**WHAT THIS TASK INVOLVES:**
The whole listing below should be duplicated exactly, with nothing left out.

**DATA BLOCK:**

PR #433, opened 2026-08-19
feat!(actor): stop clicking on expanded dropdowns

p0deje:
Actor tends to click `<select>` elements to open them first, while it should proceed straight to clicking `<option>` instead. To improve accuracy, select comboboxes now:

**RESULT FOR THIS TASK:**
PR #433, opened 2026-08-19
feat!(actor): stop clicking on expanded dropdowns

p0deje:
Actor tends to click `<select>` elements to open them first, while it should proceed straight to clicking `<option>` instead. To improve accuracy, select comboboxes now:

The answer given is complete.